In the last four months I have...
Torn a ligament in my knee (in a freak accident that involves me slowly jogging in my backyard and my knee just twisting for no reason)
Broken a toe on the opposite limb so can't use either well (first broken bone ever)
Gotten a cold or the flu almost every two weeks (and until this year I got the sniffles maybe twice a year, tops)
Started developing migraines where before I'd not had a headache in years.
Had two aunts and an uncle die
Had two family dogs die
Three vehicles of my family have self-destructed in as many days, one after the other in a row, and before they'd never had a problem since they'd been bought new.
These died on my way to meet with a girl who I've been pursuing for 10 years now who for the first time invited me to go somewhere with her.
Gotten my first ticket (for speeding... was chosen out of 10 others I was just going in the flow of traffic with)
Milk has been rotting in my house. Literally, within a day it's gone bad. No matter what brand, store, or refrigerator I keep it in (which are running just fine). The other day I took back 3 jugs to as many stores, came back... and the replacements were ALL curdled within an hour.
...and thats just what I can name off the top of my head.
08-08-2007, 08:13 AM
yer i have had that feeling to =S
i had a realy bad day about a month ago .. I be bothered right now to write it all down butif you want to read it's here -->> http://ice-phonixe.deviantart.com/journal/13579122/#comments this links to the comments but if you scroll up then youll see it .. snice then ive had a great tiome with ye little going wrong i suppose its just life, we have to go throught both bad and good , because i cant exsist without the other .. if you get what i mean :smallconfused:
08-08-2007, 10:09 AM
I'm just hoping that what they say about bad luck coming in threes is true. If that's so, then this should be the last bad thing to happen for awhile. Month and a half ago, SUV decides to not work in reverse anymore. WHILE it was parked in a grocery store parking lot. Here I am, with an SUV full of groceries, a child under the age of one who is tired, hungry, and cranky, and I have no reverse to get the vehicle out of the parking lot. Luverly. Fortunately we have the Glold RVPLUS AAA card, so I called them, and because I have a baby, they send a tow truck asap.

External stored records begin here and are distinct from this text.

PR #238, opened 2023-03-08
Feat/persist order

da-kami:
This drives the order forward.

The order lifecylcle for happy path scenarios should be complete with this PR.
Note that this also updates some parts of the position lifecycle, as we now have an order that we can retrieve data from for the position.

 We also handle order failure scenarios *before* the execution of the DLC protocol; failure scenarios (e.g. reject) after protocol execution are not handled yet. I would do that on top of this work, because it will touch how we query the dlc manager for dlcs.

---

Notes on the lifecylcle:

- We currently assume that there can only be one `Order` in execution in the app. If one `Order` is being executed the next `Order` has to wait until the first one finished.
- We don't retry anything. If we fail when triggering the trade setup we always just set the `Order` to `Failed` (with a failure reason) and the user would have to try again.
- A position is only created /update only once a (new) DLC exists; this is when the `Order` lifecycle ends in a happy path scenario (the order is in final state `Filled` then). Note that we don't create a position prior to having a DLC - this is something that always bugged me in ItchySats. I think we finally achieve that the position is *bound* to the existence of the DLC :)

--- 

The structure of "which handler calls which other handler" (i.e. function calls in `position::handler` and `order::handler`) and the responsibilities for handling errors might need another iteration. I basically just plugged this together to see it work and would gradually make it better now.

### DIFF
--- a/mobile/native/src/api.rs
+++ b/mobile/native/src/api.rs
@@ -103,12 +103,6 @@ pub async fn submit_order(order: NewOrder) -> Result<()> {
 }
 
 #[tokio::main(flavor = "current_thread")]
-pub async fn get_order(id: String) -> Result<Order> {
-    let order = order::handler::get_order(id).await?.into();
-    Ok(order)
-}
-
-#[tokio::main(flavor = "current_thread")]
 pub async fn get_orders() -> Result<Vec<Order>> {
     let orders = order::handler::get_orders_for_ui()
         .await?
--- a/mobile/native/src/api.rs
+++ b/mobile/native/src/api.rs
@@ -110,7 +110,7 @@ pub async fn get_order(id: String) -> Result<Order> {
 
 #[tokio::main(flavor = "current_thread")]
 pub async fn get_orders() -> Result<Vec<Order>> {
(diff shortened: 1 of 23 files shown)


da-kami:
Opening this PR because it's basically done - I will test by clicking through the UI after lunch, so there might be some minor changes pushed on top. The overall approach should not change anymore.

mobile/native/src/api.rs
```diff
@@ -110,7 +110,7 @@ pub async fn get_order(id: String) -> Result<Order> {
 
 #[tokio::main(flavor = "current_thread")]
 pub async fn get_orders() -> Result<Vec<Order>> {
-    let orders = order::handler::get_orders()
+    let orders = order::handler::get_orders_for_ui()
```
holzeis, line 107: nit: This naming convention is a bit strange. 😅 Could we place ui specifc requests in to a dedicated sub module so that it reads something like that?

```
let orders = order::handler::ui::get_orders();
```

or potentially only use some `.into()` magic?

holzeis (approved):
LGTM 👍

Tow truck says, your transmission is shot. LUVERLY. Take it to the shop, turns out, it's only one piece of the transmission. Instead of 3200 bucks, it's only going to be 800. Good news bad news, ya know? Still had to find 800 bucks. SO, get that fixed, month later, SUV no longer wants to move at ALL... and decided that halfway to the grocery store. Get it coasted into a shop, they look at it, they don't do transmissions, so Hubby gets it towed to a place that does. Torque converter decided to ... disintegrate. Literally. This place rebuilds transmissions and puts their work under warranty. Yay! So, 2 grand later, we have our SUV back. urgh.

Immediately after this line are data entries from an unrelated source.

PR #240, opened 2023-03-08
feat: maker configurable network

holzeis:
Adds the network cli flag to the maker bin.

### DIFF
--- a/maker/src/cli.rs
+++ b/maker/src/cli.rs
@@ -19,15 +19,41 @@ pub struct Opts {
     #[clap(long)]
     data_dir: Option<PathBuf>,
 
+    #[clap(value_enum, default_value = "regtest")]
+    pub network: Network,
+
     /// The HTTP address for the orderbook.
     #[clap(long, default_value = "http://localhost:8000")]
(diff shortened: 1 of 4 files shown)


maker/src/cli.rs
```diff
@@ -17,6 +17,28 @@ pub struct Opts {
...
+    Signet,
+    Testnet,
+    Mainnet,
+}
+
+impl From<Network> for bitcoin::Network {
+    fn from(network: Network) -> Self {
+        match network {
+            Network::Regtest => bitcoin::Network::Regtest,
+            Network::Signet => bitcoin::Network::Signet,
```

So far, in a month and a half, we've had to find 2800 dollars. But it gets better! oh yes. We're under a heat wave, normally, not a big deal since we have an awesome AC unit... or rather, we HAD an awesome AC unit. When we got a new furnace a couple years ago, they hooked the AC into it wrong apparently, and moisture got in, and well.. messed up the compressor. Even on a day in the low 80's the house gets up to 76, which is ok.. but not great when you have a baby. So, consider what it's been like with the weather in the high 90's. So, get a guy out to look at it yesterday. The AC we have, is not really worth fixing, better in the long run to just get a new one. LUVERLY. Find an AC place that is GOOD, and does financing, get prices... 3grand for a new heatpump AC. Do you know how hard it is to find, in 2 months, 5800 bucks? Thank god for financing is all I have to say.

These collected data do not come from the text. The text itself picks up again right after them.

PR #241, opened 2023-03-09
Fix LN wallet double balance

luckysori:
By updating a couple of dependencies.

The bug caused the LN wallet balance to appear to be doubled whilst a DLC channel was open.

### DIFF
--- a/Cargo.lock
+++ b/Cargo.lock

So I figure, that's three bad things. We should be out of the woods for awhile now. Oh, technically 4 bad things since the SUV needing it's 2grand repair meant we didn't get to go to Canada to see my family... altho... that may have been a good thing, since I was dreading the idea of 3 days in a vehicle with an active 10 month old who's just learned to walk.
08-08-2007, 10:43 AM
I may not control what happens to me, but I can control my reaction to it.
That's been something I've kept in my mind for a while now. Life may throw bad stuff at you, but ultimately it IS you who decides how you are doing. And seriously? Life may not feel so bad once you get out of the mental rut and really think about what has been going on. When we feel like that we normally ignore the good, exaggerate the bad, and refuse to cheer ourselves up.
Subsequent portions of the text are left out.